3. "You" highlight on the student leaderboard is now matched by id, not
by name. `RoomManager.leaderboard()` accepts an optional
`you_student_id` and stamps `is_you: true` on the matching entry only.
No other students' ids leak over the wire (we still don't include
`student_id` in the public top5 payload). quiz.js's renderBoard
prefers `r.is_you` when any row is marked, falling back to name match
for backward compatibility.
41/41 tests pass. Two new tests cover (a) the 401 + cookie-clear path
after reset and (b) `is_you` marking only the requesting student.
Backend simplification:
- The server now loads ONE pool JSON from $QUIZ_POOL_PATH at startup and
upserts a single canonical session. The session id comes from the pool
JSON's optional "session_id" field, falling back to $QUIZ_SESSION_ID.
- The multi-quiz / multi-session CRUD API is gone:
DELETED GET/POST /admin/api/quizzes
DELETED POST /admin/api/quizzes/upload
DELETED GET/POST /admin/api/sessions
DELETED GET /admin/login (HTML stub)
DELETED GET /admin/api/sessions/{sid}/csv (replaced by /admin/api/csv)
Replaced with a single-session control surface:
GET /admin/ — serves admin.html unconditionally
GET /admin/api/state — admin-gated; pool meta + state + QR + join URL
POST /admin/api/reset — admin-gated; wipe submissions + back to lobby
POST /admin/logout — clear admin cookie
GET /admin/api/csv — single-session results
WS /ws/instructor/{sid} — kept; new commands "next" + "reset"
- Instructor "Next" button is now a single state-driving command
(RoomManager.advance_to_next): from lobby it opens Q0; from question_open
it closes the current Q and opens the next; from question_closed it
opens the next; if past the last question it ends the session.
- New RoomManager.reset wipes submissions, participants, and per-question
state, then broadcasts a clean lobby.
- Student GET / now redirects to /?sid=<canonical> when no sid is given,
so the QR / share URL is fully deterministic.
Frontend rewrite (functional baseline; visual polish to follow):
- /admin/ is now a single SPA: GET /admin/api/state decides login form
vs dashboard. No separate /admin/login URL bar.
- Admin dashboard is state-driven with one primary action per state.
QR code, join URL, and live participant list are always visible on the
left so the operator can leave the page on a projector.
- Student answer buttons are big and tappable; reveal screen highlights
correct/wrong choice + shows score, total, and rank.
- Static admin/student SPAs share a CSS palette with light/dark support.
Tests rewritten around the single canonical session id.
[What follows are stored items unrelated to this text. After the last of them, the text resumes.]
PR #445, opened 2024-06-04
Abstract ImageInputField and RoboflowModelField + Copy Changes

yeldarby:
# Description

Updates the display name for Roboflow model fields from `Model Id` to `Model`, tweaks description copy, and abstracts these common Fields into references so they can all be changed together in the future vs having to happen in many different files (or, worse, diverge from each other).

Fix https://github.com/roboflow/roboflow/issues/3515

## Type of change

Ran unit tests

No

## Docs

-  Self-documenting


yeldarby:
I was running the wrong unit tests locally earlier. Looks like the workflows ones are failing with

```
inference.core.workflows.errors.BlockInterfaceError: Attempted to retrieve property images from manifest of step model_1 based od manifest schema, but property is not defined for object instance. That may be due to aliasing of manifest property name in pydantic class, which is not allowed.
```

I'm not really sure why though when it worked when these `Field`s were defined inline.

The auto-bootstrapped session lets each test fixture skip the old
quiz/session creation dance. 39/39 tests pass.
Cleanup:
- Deleted CODEX_PROMPT.md, IMPLEMENTATION_REPORT.md, NOTES.md, SPEC.md,
static/observer.html (obsolete codex-build artifacts and the unused
observer view).
- .gitignore now blocks /pool.json (the runtime file the operator drops
on the server) and the leftover .codex_done / codex_run.log / etc.
- bootstrap.sh seeds /opt/quiz/pool.json from examples/pool_example.json
on first deploy so a fresh box reaches a usable state without manual
intervention; .env now includes QUIZ_POOL_PATH.
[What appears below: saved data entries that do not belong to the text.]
PR #457, opened 2024-06-07
Loose boto3 requirements

iurisilvio:
# Description

Bump the max boto3 version to avoid pip trying to install many versions before finding one that works.

It is reasonably safe, boto3 is very stable.

## Type of change

🟢 CI pass 🟢

### DIFF
--- a/requirements/_requirements.txt
+++ b/requirements/_requirements.txt
@@ -23,5 +23,6 @@ pydantic~=2.6
 openai>=1.12.0
 structlog>=24.1.0
 zxing-cpp>=2.2.0
+boto3<2
 typing_extensions>=4.8.0
 pydot>=2.0.0
--- a/requirements/_requirements.txt
+++ b/requirements/_requirements.txt
@@ -23,6 +23,5 @@ pydantic~=2.6
 openai>=1.12.0
 structlog>=24.1.0
 zxing-cpp>=2.2.0
-boto3<=1.28.23
 typing_extensions>=4.8.0
 pydot>=2.0.0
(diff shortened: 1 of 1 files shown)


PawelPeczek-Roboflow:
Does it solve the problem with aws-cli?

iurisilvio:
@PawelPeczek-Roboflow yes! You can see here it uses the first version found.

https://github.com/roboflow/inference/actions/runs/9416030487/job/25938277946#step:4:136

PawelPeczek-Roboflow:
amazing

requirements/_requirements.txt
```diff
@@ -23,6 +23,6 @@ pydantic~=2.6
 openai>=1.12.0
 structlog>=24.1.0
 zxing-cpp>=2.2.0
-boto3<=1.28.23
```
PawelPeczek-Roboflow, line 26: could we align with current max version such that we do not move so far into the unknown versions

iurisilvio: Sure! I limited to current version!

Now that we understand the problem, we just have to remember to sometimes bump this limit. Or we could limit botocore and awscli versions too, because they're implicitly limited anyway.

PawelPeczek-Roboflow: I am fine with both, yet prefer explicit

PawelPeczek-Roboflow:
U are free to merge once those run without issues:
https://github.com/roboflow/inference/actions/runs/9462718021
https://github.com/roboflow/inference/actions/runs/9462730758

PawelPeczek-Roboflow (approved):
under condition of GHA passing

Two suites under tests/stress/, plus a tmux-friendly run_loop.sh
runner. Both boot a fresh uvicorn on an isolated DB per cycle and
log JSON line summaries to runs/.
api_stress.mjs covers WS-level scenarios that the existing pytest
suite does not exercise: 20-student happy path, late joiners with
correct remaining_ms, mid-question disconnect, browser-sleep + wake
to a different question_idx, cookie tampering and cross-session
cookie reuse, duplicate student_id, bad submit (out-of-order, wrong
idx, resubmit no-op), close-boundary race with auto-close, malformed
JSON fuzz, and flaky reconnect.
ui_stress.mjs drives the same flows in a real Chromium context via
playwright: happy UI, sleep/wake by closing+reopening a context with
the persisted cookie, document.cookie tampering attempt, and two
browser contexts joining with the same student_id.
Findings will be summarised in runs/summary.jsonl over time. One known
issue surfaces from the fuzz scenario: app/room.py student_ws's
receive_json call propagates JSONDecodeError out of the only
try/except (which catches WebSocketDisconnect), killing that client's
WS handler. Other clients are unaffected.